Deutsch-niederländischer Streit: Holland lehnt deutsche Windräder ab
Grenzkrach in der Nordsee: Angeblich liegt ein deutscher Offshore-Windpark auf niederländischem Hoheitsgebiet.
HANNOVER taz Nicht nur beim Fußball schlagen die Wellen zwischen den Niederlanden und Deutschland hoch. Jetzt ist ein Krach über den Grenzverlauf zwischen kleinem und großen Nachbarn ausgebrochen. Ein vom friesischen Unternehmen Enova geplanter Windpark in der Nordsee liege "teilweise in einem von den Niederlanden beanspruchten Gebiet", heißt es in einem bitterbösen Brandbrief des Außenministeriums in Den Haag an den Kollegen Frank-Walter Steinmeier in Berlin. Das Schreiben vom 3. Juli liegt der taz vor.

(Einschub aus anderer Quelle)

PR #737, opened 2024-08-11
GourmetScans : fix getting pages

MikeZeDev:
Simulate activity to force scripts loading and execution.


web/src/engine/websites/GourmetScans.ts
```diff
@@ -5,25 +5,37 @@ import * as Madara from './decorators/WordPressMadara';
...
+                reject(error);
+            } finally {
+                tries++;
+                if (tries > 10) {
+                    clearInterval(interval);
+                    reject(new Error('Unable to get pictures after more than 10 tries !'));
+                }
+            }
+        }, 1000);
+       window.dispatchEvent(new KeyboardEvent('mousemove'));
```
ronny1982: Is `KeyboardEvent` used by intention instead of `MouseEvent`?

web/src/engine/websites/GourmetScans.ts
```diff
@@ -5,25 +5,37 @@ import * as Madara from './decorators/WordPressMadara';
...
+                        format: CryptoJSAesJson
+                    }).toString(CryptoJS.enc.Utf8));
+                    resolve(JSON.parse(imgdata));
+                }
+            } catch (error) {
+                clearInterval(interval);
+                reject(error);
+            } finally {
+                tries++;
+                if (tries > 10) {
```
ronny1982, line 24: Seems to me like the abort condition is intended to be 10 seconds instead of 10 attempts.
Either use `FetchWindowScript()` with timeout of 10 seconds, or use time as condition:
```javascript
const start = Date.now();
// ...
if(Date.now() - start > 10_000) {
    reject();
}
```

ronny1982 (approved):

web/src/engine/websites/GourmetScans.ts
MikeZeDev: Turns out PagesSinglePageJS doesnt use timeout parameter. 
Gotta use first solution then .

PR #739, opened 2024-08-11
ManyToon/ManhwaHentaiMe : fix websites

MikeZeDev:
Websites are non standard Madara

* Fix clipboard
* Fix manga list
* Fix chapters

### DIFF
--- a/web/src/engine/websites/ManhwaHentaiMe.ts
+++ b/web/src/engine/websites/ManhwaHentaiMe.ts
@@ -1,21 +1,70 @@
-import { Tags } from '../Tags';
+import { type Tag, Tags } from '../Tags';
 import icon from './ManhwaHentaiMe.webp';
-import { DecoratableMangaScraper } from '../providers/MangaPlugin';
+import { Chapter, DecoratableMangaScraper, Manga, type MangaPlugin } from '../providers/MangaPlugin';
 import * as Madara from './decorators/WordPressMadara';
 import * as Common from './decorators/Common';
+import { FetchCSS, FetchHTML } from '../platform/FetchProvider';
 
-@Madara.MangaCSS(/^{origin}\/webtoon\/[^/]+\/$/, 'div.post-title h1')
-@Madara.MangasMultiPageAJAX()
-@Madara.ChaptersSinglePageAJAXv2()
+type MangaID = {
+     post: string;
+     slug: string;
+}
+
+function MangaInfoExtractor(anchor: HTMLAnchorElement) {
+    const container = anchor.closest<HTMLElement>('div.page-item-detail, div.manga');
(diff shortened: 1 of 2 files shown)


web/src/engine/websites/ManhwaHentaiMe.ts
```diff
@@ -1,21 +1,70 @@
...
+        return new RegExpSafe(`^${this.URI.origin}/webtoon/[^/]+\/$`).test(url);
+    }
+
+    public override async FetchManga(provider: MangaPlugin, url: string): Promise<Manga> {
+        const uri = new URL(url);
+        const data = await FetchHTML(new Request(uri));
+        const post = data.querySelector<HTMLElement>('div#star[data-id]')?.dataset?.id;
+        const slug = uri.pathname;
+        const element = data.querySelector<HTMLElement>('div.post-title h1');
+        const title = Common.AnchorInfoExtractor(false, 'span').call(this, element).title.replace(/Webtoon Manhwa Hentai$/, '').trim();
```
ronny1982, line 45: May extract the replacement since it is used in other function as well.

web/src/engine/websites/ManhwaHentaiMe.ts
```diff
@@ -1,21 +1,70 @@
...
+        return new Manga(this, provider, JSON.stringify({ post, slug }), title);
+    }
+
+    public override async FetchChapters(manga: Manga): Promise<Chapter[]> {
```
ronny1982, line 49: Is this something specific to this website, or is this something generic that may be adapted by other Madara websites as well?
In the latter case it would make sense to implement this method as decorator.

web/src/engine/websites/ManhwaHentaiMe.ts
```diff
@@ -1,21 +1,70 @@
...
+            }).toString(),
+            headers: {
+                'Content-Type': 'application/x-www-form-urlencoded; charset=UTF-8',
+                Referer: this.URI.href
+            }
+        });
+
+        const data = await FetchCSS(request, 'ul li.wp-manga-chapter > a');
+        return data.map(element => {
+            const { id, title } = Common.AnchorInfoExtractor(false, 'span').call(this, element);
```
ronny1982, line 65: Same extractor is created and used in other function as well, consider to extract for re-usage.

ronny1982 (approved):

web/src/engine/websites/ManhwaHentaiMe.ts
MikeZeDev: I dont think 2 websites is enough to make a specific decorator. 
On the other hand

* we can always add the postid element finding in MangaCSS (since we already have a couple of them)
* A JS decorator to get chapters from Madara Manga IDentifier  ( post + slug) can always be handy. We never know who can block admin-ajax with Cloudflare

PR #741, opened 2024-08-12
RawLazy : fix getting pages

MikeZeDev:
Step1 : get a link
Step2: get the iframe link in previous link
Step3: Profit

### DIFF
--- a/web/src/engine/websites/RawLazy.ts
+++ b/web/src/engine/websites/RawLazy.ts
@@ -20,13 +20,36 @@ type APIResult = {
     mes: string;
 }
 
+const IframeScript = `
+    new Promise( (resolve, reject) => {
+        const start = Date.now();
+        const interval = setInterval(function () {
+            try {
+                if (document.querySelector('#idIframe')) {
+                    clearInterval(interval);
+                    resolve(document.querySelector('#idIframe').src);
+                }
+            } catch (error) {
+                clearInterval(interval);
+                reject(error);
+            } finally {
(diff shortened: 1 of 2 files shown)


web/src/engine/websites/RawLazy.ts
```diff
@@ -70,25 +93,32 @@ export default class extends DecoratableMangaScraper {
...
+                            resolve(document.querySelector('${selector}').href);
+                        }
+                    } catch (error) {
                         clearInterval(interval);
-                        resolve(document.querySelector('${selector}').href));
+                        reject(error);
+                    } finally {
+                        if(Date.now() - start > 10_000) {
+                            clearInterval(interval);
+                            reject(new Error('Unable to get pictures after more than 10 seconds !'));
```
ronny1982, line 118: This is probably shown to the user on failed download.
Use a more appropriate and localised message e.g., `FetchProvider_FetchWindow_TimeoutError`.

MikeZeDev: Yup. How i am supposed to use localised message in injected promises? 😔

ronny1982: Consider a different approach which will provide an appropriate error message
```javascript
new Promise((resolve, reject) => {
    const interval = setInterval(() => {
        console.log('Do some stuff ...');
    }, 1000);

    AbortSignal.timeout(10_000).onabort = function({ target: { reason } }) {
        clearInterval(interval);
        reject(reason);
    }
});
```

PR #748, opened 2024-08-16
Port Qiman5

MikeZeDev:


web/src/engine/websites/Qiman5.ts
```diff
@@ -0,0 +1,39 @@
...
+import { FetchJSON } from './../platform/FetchProvider';
+
+type APIChapters = {
+    data: {
+        name: string,
+        link : string
+    }[]
+}
+
+@Common.MangaCSS(/^{origin}\/[^.]+\.html$/, 'div.info h1.name_mh')
```
ronny1982, line 14: The part `[^.]` will also match slashes, is this by intention?

web/src/engine/websites/Qiman5.ts
```diff
@@ -0,0 +1,39 @@
...
+    public constructor() {
+        super('qiman5', `奇漫屋 (Qiman5)`, 'https://qiman2.com', Tags.Language.Chinese, Tags.Media.Manhua, Tags.Media.Manga, Tags.Media.Manhwa, Tags.Source.Aggregator);
+    }
+
+    public override get Icon() {
+        return icon;
+    }
+
+    public override async FetchChapters(manga: Manga): Promise<Chapter[]> {
+        const mangaId = manga.Identifier.match(/\/(\d+)\.html/)[1];
```
ronny1982, line 29: This is a code smell as the manga identifier seems to store bloat which is not necessary to identify the manga.

web/src/engine/websites/Qiman5.ts
```diff
@@ -0,0 +1,39 @@
...
+
+type APIChapters = {
+    data: {
+        name: string,
+        link : string
+    }[]
+}
+
+@Common.MangaCSS(/^{origin}\/[^.]+\.html$/, 'div.info h1.name_mh')
+@Common.MangasMultiPageCSS('/category/tags/6/page/{page}', 'div.item p.title a', 1, 1, 0, Common.AnchorInfoExtractor(true))
```
ronny1982, line 15: Use an extractor that provides only the number required to identify the manga.

web/src/engine/websites/Qiman5.ts
```diff
@@ -0,0 +1,39 @@
...
+    }
+
+    public override get Icon() {
+        return icon;
+    }
+
+    public override async FetchChapters(manga: Manga): Promise<Chapter[]> {
+        const mangaId = manga.Identifier.match(/\/(\d+)\.html/)[1];
+        const { data } = await FetchJSON<APIChapters>(new Request(new URL(`/index.php/api/comic/chapter?mid=${mangaId}`, this.URI)));
+        return data.map(chapter => new Chapter(this, manga, chapter.link, chapter.name.trim())).distinct();
```
ronny1982, line 31: I would expect the REST endpoint does not provide duplicates, is `distinct` really required?

web/src/engine/websites/Qiman5.ts
```diff
@@ -0,0 +1,39 @@
...
+    }
+
+    public override async FetchPages(chapter: Chapter): Promise<Page[]> {
+        const pages = await Common.FetchPagesSinglePageJS.call(this, chapter, `decodeURIComponent(authCrypt.decode(DATA, 'qiman2')).split(',');`, 500);
```
ronny1982, line 35: Consider use `FetchWindowScript` directly since the decorator seems not suitable (returned pages needs to be converted).

ronny1982 (approved):

web/src/engine/websites/Qiman5.ts
MikeZeDev: Ah, missed this one, you are right

web/src/engine/websites/Qiman5.ts
MikeZeDev: But then i would have to write a custom FetchManga as MangaCSS doesnt allow to choose our own manga ID.

web/src/engine/websites/Qiman5.ts
MikeZeDev: I could use a custom MangaInfoExtractor. But MangaCSS use a Label Extractor that doesnt allow us to make a customa Manga ID. So i would need a custom FetchManga.

I'd rather write less code , therefore just making a custom FetchChapters is the most efficient way to go.

web/src/engine/websites/Qiman5.ts
MikeZeDev: Ive seen duplicates, yes as strange as it is. I assumed the same but i was wrong. Perhaps i found the only case of the whole website idk. On Yuan zun i guess?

"Niederländische Einwände und Bedenken sind sämtlich unberücksichtigt geblieben", schreibt Außenminister Maxime Verhagen ohne diplomatische Floskeln an Steinmeier. Das Projekt sei "nicht mit den niederländischen und europäischen Rechtsvorschriften vereinbar, was große Probleme nach sich ziehen könnte".
Seit Jahren stören sich die Niederländer an dem Projekt namens Borkum Riffgatt. Er liegt innerhalb der 12-Seemeilen-Zone vor Niedersachsen und dem holländischen Nordosten. Enova will im Jahr 2012 rund 15 Kilometer nordwestlich von der Nordinsel Borkum auf einer Fläche von sechs Quadratkilometern 44 insgesamt 164 Meter hohe Windspargel in den Meeresgrund rammen. Ihre Gesamtleistung: rund 260 Megawatt. Genug, um rund 300.000 Haushalte mit Strom zu versorgen. Die Windmühlen sollen als Testanlagen für geplante Räder auf hoher See dienen.
Die Niederländer stört jedoch neben der Grenzfrage, dass die Windriesen mit einem Rotordurchmesser von 127 Metern von der Nordseeinsel Schiermoonikoog aus zu sehen sein könnten. So bringt das Außenministerium in dem Brief seine "Enttäuschung darüber zum Ausdruck, dass Deutschland nicht beabsichtigt, die niederländische Horizontschutzpolitik in vollem Umfang zu respektieren". Außerdem wird kritisiert, dass niederländisches Wattenmeer von deutschen Stromkabeln durchschnitten werden soll. Für mögliche Schiffsunfälle oder den Schutz von Meeressäugern seien keine Vorsichtsmaßnahmen getroffen worden. Seit 2003 versuchen sie, das Treiben der Deutschen zu stoppen.
Von deutscher Seite aus schien der Grenzkrach schon im Dezember geklärt. Das von der Niedersächsischen Staatskanzlei eingeschaltete Auswärtige Amt "beehrte" damals "die Botschaft des Königreichs der Niederlande" mit einer sogenannten Verbalnote. Im hübschesten Diplomatendeutsch und "nur aus Gründen der Courtoisie und im Geiste guter Nachbarschaft" belehrte das Amt damals den Nachbarn darüber, dass nach seiner Ansicht der Windpark "im deutschen Hoheitsgebiet errichtet werde". Da so eine Note nach allen diplomatischen Spielregeln nur verfasst werde, "wenn beide Seiten zuvor darüber gesprochen haben", glaubte damals Niedersachsens Umweltminister Hans-Heinrich Sander (FDP), "dass es jetzt zu einer Duldung von niederländischer Seite kommt". Beim Scheitern des Projekts drohen Schadensersatzforderungen von Enova in Millionenhöhe. Das zuständige Gewerbeaufsichtsamt hatte der Firma schon im Januar einen positiven Vorbescheid geschickt.
Die Niederlande reagierten gut sieben Monate später mehr als verschnupft. Denn genau geklärt ist der Grenzverlauf zwischen den Niederlanden und der Bundesrepublik im Bereich der Emsmündung seit dem Zweiten Weltkrieg nicht. Immerhin "unterstreicht" das Außenministerium in Den Haag nun sein "großes Interesse", an der "Festlegung einer Grenze in der Zone zwischen drei und zwölf Seemeilen", um die "bestehende Rechtsunsicherheit" zu beseitigen. "Wir werden eine Lösung finden, die den vertrauensvollen deutsch-niederländischen Beziehungen gerecht wird", sagte ein Sprecher des deutschen Außenministeriums auf Nachfrage.